Kamp Research

The Kamp lab focuses on understanding basic mechanisms of arrhythmias and strategies for cardiac regeneration of the failing heart. 

Human pluripotent stem cells are a central element of the research. These master stem cells can differentiate into all the major cell types present in the heart, providing unlimited quantities of human heart cells for research and therapeutic applications. The Kamp lab has pioneered this technology, developing ever-improving methods for the robust production of cardiomyocytes from human pluripotent stem cells and other cell populations such as cardiac fibroblasts. 

Ongoing research examines the genetic basis of inherited arrhythmias and cardiomyopathies using a variety of approaches, including patient-specific induced pluripotent stem cells and cellular electrophysiology. Research focuses on defining the impact of genetic variants that cause abnormal rhythms and heart function at the cellular level to identify targets and pathways for therapy.  

The lab is also actively pursuing strategies to re-muscularize the failing heart following myocardial infarction. Using a variety of small and large animal models in collaborative studies, we are developing and testing different cell preparations derived from human pluripotent stem cells and delivery strategies.  
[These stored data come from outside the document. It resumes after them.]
PR #1025, opened 2021-10-22
apply try catch to more js callbacks

summeroff:


obs-studio-client/source/callback-manager.cpp
```diff
@@ -99,6 +99,7 @@ void globalCallback::worker()
 	auto sources_callback = []( Napi::Env env, 
 			Napi::Function jsCallback,
 			SourceSizeInfoData* data ) {
+		try {
 		Napi::Array result = Napi::Array::New(env, data->items.size());
```
EddyGharbi: Style issue, missing spaces due to the new block.

summeroff: updated in other places too

EddyGharbi (approved):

The research is highly collaborative and includes multiple interdisciplinary and inter-institutional projects, including the National Heart Blood and Lung Institute’s Progenitor Cell Translational Consortium (PCTC) and the Cell Manufacturing for Advanced Therapies (CMaT) Engineering Research Center.

• Marianna Kruger
• Benji Gelfand
• Navid Reshadi
• Jey Jang

LRRC10 Regulation of Cardiac L-type Ca2+ Channels

Leucine rich repeat containing protein 10 (LRRC10) is a cardiac-specific protein, and genetic variants of LRRC10 have been associated with dilated cardiomyopathy. We have recently discovered that LRRC10 potently regulates L-type Ca²⁺ channels leading to a large increase in inward current (I_Ca,L).  Ongoing work is investigating the mechanisms underlying LRRC10 regulation of I_Ca,L and how that interfaces with other regulatory pathways impacting this channel. In addition, investigating the impact of genetic variants that have been identified in patients with inherited dilated cardiomyopathy and sudden cardiac death survivors are ongoing.

Committed Cardiac Progenitors to Remuscularize the Failing Heart

Large myocardial infarctions (MI) in the absence of prompt revascularization lead to progressive enlargement of the left ventricle, chronic heart failure and death. In this collaborative project with the Raval lab, the UW Cardiovascular Core, Fujifilm Cellular Dynamics and Cellular Logistics we are testing the intracardiac delivery of human iPSC-derived committed cardiac progenitors (CCPs) in combination with a natural cardiac fibroblast-derived extracellular matrix (cECM) to remuscularize the post-MI failing pig heart.

Understanding Brugada Syndrome Using Second Heart Field-derived Cardiac Tissue

Brugada Syndrome is an inherited arrhythmia syndrome which leads to ventricular arrhythmias largely arising from the right ventricular outflow track. In this project we use patient-specific human iPSC cells to generate second heart field progenitors that are differentiated to right ventricular cells and second heart field fibroblast to generate a tissue model of Brugada Syndrome. Ongoing electrophysiology studies and investigations of cellular signaling are providing new insights into the pathophysiology of this disease and potential treatments.

Dr. Kamp's research is funded by the National Institutes of Health and National Science Foundation.